Cœur qui a tant rêvé,
O Cœur charnel,
O Cœur inachevé,
Cœur éternel.
Cœur qui a tant battu,
D’amour, d’espoir,
O Cœur trouveras-tu
La paix du soir ?
Charles Péguy
Où te trouverai-je ? Au bout de quelle route sombre
Ton corps interdit sent-il l’étreinte de mon rêve ?
Dans quel océan tes yeux de feu voient-ils mon Ombre
Qui cherche à tâtons l’Amour fuyant, de grève en grève ?
Je sais ta tristesse et tes brûlants désirs sans nombre ;
Tu vis quelque part ton existence amère et brève.
Où te trouverai-je ? Au bout de quelle route sombre
Ton corps interdit sent-il l’étreinte de mon rêve ?
Pendant que mes doigts frôlent le cœur fuyant du Nombre,
Tâchant d’allonger le crépuscule qui s’achève,
Dans quel océan tes yeux de feu voient-ils mon Ombre
Qui pleure à jamais l’Amour perdu, de grève en grève ?
Armand Godoy
source : « Anthologie de l’œuvre poétique de Armand Godoy », Éditions Bernard Grasset, 1960
Je suis riche de soirs et d’aurores,
De chants, de parfums, de clarté :
Quel fruit cueillerais-je encore
Au verger de ta beauté ?
Je suis ivre d’étés et d’automnes,
De fleurs, de fruits et de vins ;
Tu m’as fait de toi-même aumône :
Qu’aurais-je imploré demain ?
Mon rêve est réalisé
(L’avais-je rêvé si beau ?)
Et pourtant mon cœur est brisé,
Et je songe qu’on rêve au tombeau.
(extrait)
Francis Vielé-Griffin
source : « L’Amant des heures claires », choix de textes, coll. « Orphée », La Différence, 1994
Puisque tes jours ne t’ont laissé
Qu’un peu de cendre dans la bouche,
Avant qu’on ne tende la couche
Où ton cœur dorme, enfin glacé,
Retourne, comme au temps passé,
Cueillir, près de la dune instable,
Le lys qu’y courbe un souffle amer,
– Et grave ces mots sur le sable :
Le rêve de l’homme est semblable
Aux illusions de la mer.
Paul-Jean Toulet
Le vent hurle, et dans sa monstrueuse colère
Jusqu’au lugubre ciel soulève les flots noirs.

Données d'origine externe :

Issue #1979, opened 2020-10-10
Allow user to select metrics in a simplified fashion


cdbethune:
We currently don't allow users to select metrics at all.  A simple approach would be to provide a dropdown in the model settings panel to allow them to select metrics from a list that are relevant given the problem type and target selection.  Better would be to capture how the user wants to evaluate the model, and determine the appropriate metric(s) to apply.  The values returned to user should then somehow be linked back to their intended evaluation criteria, rather than just providing them with a metric name that is likely meaningless to them.

PR #2011, opened 2020-10-23
#1979 select modelling metrics

karlolsonuc:
Added new distil/model-metrics route to api and consumed it in the front end to populate dropdown & descriptions in model settings that provides different metrics based on ML task type (broadly classification vs. regression, with special handlers for binary vs. multi-class classification.)

### DIFF
--- a/api/routes/model_metrics.go
+++ b/api/routes/model_metrics.go
@@ -1,0 +1,69 @@
+//
+//   Copyright © 2020 Uncharted Software Inc.
+//
+//   Licensed under the Apache License, Version 2.0 (the "License");
+//   you may not use this file except in compliance with the License.
+//   You may obtain a copy of the License at
+//
+//       http://www.apache.org/licenses/LICENSE-2.0
+//
+//   Unless required by applicable law or agreed to in writing, software
+//   distributed under the License is distributed on an "AS IS" BASIS,
+//   WITHOUT WARRANTIES OR CONDITIONS OF ANY KIND, either express or implied.
+//   See the License for the specific language governing permissions and
+//   limitations under the License.
+
+package routes
+
+import (
+	"net/http"
+	"strings"
+
+	"github.com/pkg/errors"
+	api "github.com/uncharted-distil/distil/api/model"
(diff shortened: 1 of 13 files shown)


api/routes/model_metrics.go
```diff
@@ -0,0 +1,75 @@
...
+			} else if strings.Contains(task, util.BinaryTask) {
+				taskMetrics = util.TaskMetricMap[util.BinaryTask]
+			} else {
+				taskMetrics = util.TaskMetricMap[util.ClassificationTask]
+			}
+		} else if strings.Contains(task, util.RegressionTask) || strings.Contains(task, util.ForecastingTask) {
+			taskMetrics = util.TaskMetricMap[util.RegressionTask]
+		} else {
+			taskMetrics = util.AllModelMetrics
+		}
```
phorne-uncharted, line 59: I want to make sure I get this if properly. For it to be a multi classification problem, the task keywords must contain `classification` AND `multiClass`? So if only `multiClass` is sent, this would use `util.AllModelMetrics`?

phorne-uncharted (approved):

api/routes/model_metrics.go
karlolsonuc: Yes, though we should never get into that state as we're always sending the classification task tag back as well.

api/util/metrics.go
```diff
@@ -0,0 +1,188 @@
...
+//
+//   Unless required by applicable law or agreed to in writing, software
+//   distributed under the License is distributed on an "AS IS" BASIS,
+//   WITHOUT WARRANTIES OR CONDITIONS OF ANY KIND, either express or implied.
+//   See the License for the specific language governing permissions and
+//   limitations under the License.
+
+package util
+
+const (
```
cdbethune, line 18: There are constant definitions in `ta3ta2.go` from `distil-compute` that overlap with these - definitely those for task kewyords and metric names.  We should re-use the existing definitions.

karlolsonuc: Okay replaced the duplicate consts and such with imports from compute where applicable.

Pas un astre. Ma vie aux amples désespoirs
Erre sans gouvernail, lamentable galère.
Tu parais ; l’ouragan suspend son large cri :
Tu parles, et ta voix douce et lente l’apaise,
Et la mer, en chantant, caresse la falaise,
Et mon rêve au soleil est un vaisseau fleuri.